Have the designers thought about how they’d want the lying person to get off? Looks like it’ll involve some effort, considering the angles. Tell you what, on the bright side, someone may get rock hard abs after 6-8 weeks of usage.
The headrest may look good on paper, but I have something against such setups. Unless it is very soft, its going to put unneeded tension on the neck.
November 10th, 2008 at 8:52 pm
Have the designers thought about how they’d want the lying person to get off? Looks like it’ll involve some effort, considering the angles. Tell you what, on the bright side, someone may get rock hard abs after 6-8 weeks of usage.
The headrest may look good on paper, but I have something against such setups.
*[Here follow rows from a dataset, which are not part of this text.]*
PR #783, opened 2026-07-14
fix(eve): preserve Next.js middleware with generated services

### LINKED ISSUE #693: withEve Vercel Build Output service routes (0.22.2+) break deploys for Next 16 apps using proxy.ts — "Mapping /_middleware not found"
**Summary:** Since eve 0.22.2 ("Update `withEve()` to generate Vercel Build Output service routes"), Vercel deployments of a Next.js 16 app embedding eve via `withEve` fail at the "Deploying outputs" step with:

```
Mapping /_middleware not found. Maybe you provided a wrong middlewarePath?
```

Pinning `eve@0.22.1` (same app, same config) deploys green. 0.22.3 and 0.22.4 fail identically to 0.22.2's mechanism.

**Environment**
- eve 0.22.4 (also reproduced conceptually on 0.22.2+ — see bisect below)
- Next.js 16.2.10 (Turbopack), embedded via `withEve(withSentryConfig(nextConfig, …))`
- The app uses Next 16's **`src/proxy.ts`** (the renamed middleware); the build's route summary prints `ƒ Proxy (Middleware)`
- Vercel build machine, `vercel build` → `pnpm run build` → `next build`

**What happens on 0.22.2+**

During `next build` on Vercel, eve builds its runtime into the Build Output (visible in the build log: nitro `preset: vercel` writing `.vercel/output/functions/__server.func` plus a second build into `.eve/nitro-output/flow`), and `withEve` writes a `.vercel/output/config.json` declaring an eve service:

```json
{
  "routes": [
    { "destination": { "service": "eve", "type": "service" }, "src": "^/eve/v1/(.*)$" }
  ],
  "version": 3,
  "services": {
    "eve": {
      "buildCommand": "node 'node_modules/eve/bin/eve.js' build",
      "framework": "eve",
      "routes": [ { "src": "^/eve/v1/(.*)$", "transforms": [ { "args": "/eve/v1/$1", "op": "set", "type": "request.path" } ] } ],
      "root": "."
    }
  }
}
```

The deployment is then rejected at output-mapping validation with the `/_middleware` error above — the merged Build Output references a middleware mapping that doesn't line up with what Next 16 emits for `proxy.ts`.

**Bisect (local repro)**

`rm -rf .vercel && VERCEL=1 pnpm build` (i.e. `next build` with the env gate eve checks), then check whether `.vercel/output` was written:

| eve version | `.vercel/output` after `next build` |
|---|---|
| 0.18.1 | not written (matches production, which deploys fine) |
| 0.21.0 | not written |
| **0.22.1** | **not written — deploys green on Vercel** |
| 0.22.4 | `config.json` above written (on the Vercel platform, plus the nitro function output) → deploy fails |

**Build log excerpt (0.22.4, failing deploy)**

```
11:55:31.144 [success] [nitro] Generated public .vercel/output/static
11:55:31.147 [info] [nitro:vercel] Using `nodejs24.x` runtime.
...
11:55:32.520   ├─ .vercel/output/functions/__server.func/_libs/eve.mjs (3.35 MB) (825 kB gzip)
...
11:55:34.393 [BUILD] built output at /vercel/path0/.vercel/output
11:55:34.563 Build Completed in /vercel/output [3m]
11:55:37.102 Deploying outputs...
11:55:37.257 Mapping /_middleware not found. Maybe you provided a wrong middlewarePath?
```

**Workaround:** pin `eve@0.22.1` exactly.

Happy to provide the full build log or test candidate fixes on our deployment.

AndrewBarba:
## What

- build generated, co-located eve services under `.eve/vercel-services/<name>` instead of the Next.js output directory
- pass the host and service output directories through one internal build contract
- copy the host middleware function into the generated service output before Vercel collects it
- cover the emitted artifacts with a local `vercel build` scenario and the collector boundary with a real source deployment test

## Why

A Next.js source deployment with `proxy.ts` completed its build and then failed while Vercel collected the outputs:

```
Mapping /_middleware not found. Maybe you provided a wrong middlewarePath?
```

The root Next.js output was present, including `config.json` with `middlewarePath: "/_middleware"` and `functions/_middleware.func`. That is not enough. Vercel validates the middleware route against each generated service builder's function map. The generated eve service did not contain `_middleware`, so collection failed.

`withEve()` now keeps the eve build in its own output directory and gives `eve build` the host output location as part of the same internal contract. After eve assembles its service output, it copies the opaque middleware function into that output. Next.js still owns the root config and function. The service copy exists so Vercel can deserialize and validate the generated service.

The regression scenario requires all three artifacts: the root middleware route, the root middleware function, and the generated service middleware function. The Vercel test then source-deploys the packed package, which is the boundary that produced the original error.

Fixes #693


ruiconti:
Verified this against the concrete #693 shape: Next.js 16.2.10 with `src/proxy.ts`, an authored `agent/agent.ts`, and a prebuilt Vercel deployment.

Before this patch, the assembled root config referenced `/_middleware` after the root `functions/` directory had been displaced, and upload failed at `Deploying outputs...` with `Mapping /_middleware not found`.

Using a packed package from this PR:

- `vercel build` preserves `.vercel/output/functions/_middleware.func`
- eve is isolated at `.vercel/output/services/eve/functions/__server.func`
- the generated service entrypoint is `agent/agent.ts`
- the service retains the `^/eve/v1/(.*)$` route
- a fresh `vercel deploy --prebuilt` passed `Deploying outputs...` and reached `READY`

Targeted local checks also pass:

- `src/public/next/index.integration.test.ts`: 11/11
- `src/internal/nitro/host/build-application.scenario.test.ts`: 10/10

The initial Windows integration failure was not an assertion failure: 431 tests passed and Vitest reported one worker process exiting unexpectedly. The rerun passed.

ruiconti (approved):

Unless it is very soft, its going to put unneeded tension on the neck.
December 6th, 2008 at 5:22 pm
Le Corbusier and his team created what I’ve always seen as an icon of early modernist style. Elegant, interesting and incredibly comfortable.
May 9th, 2009 at 1:50 am
It is surprisingly close to zero-g anthropometrics. [The joint angularity the human body assumes when relaxed in zero-g.]
Ingress/egress a bit clumsy and not something I would want to nap in, but an “Ode to Freud” — a great shrinks “couch”.
I revel in its lines and would like to have one some day, but not the hirsute Holstein cover model. I expect it to protest.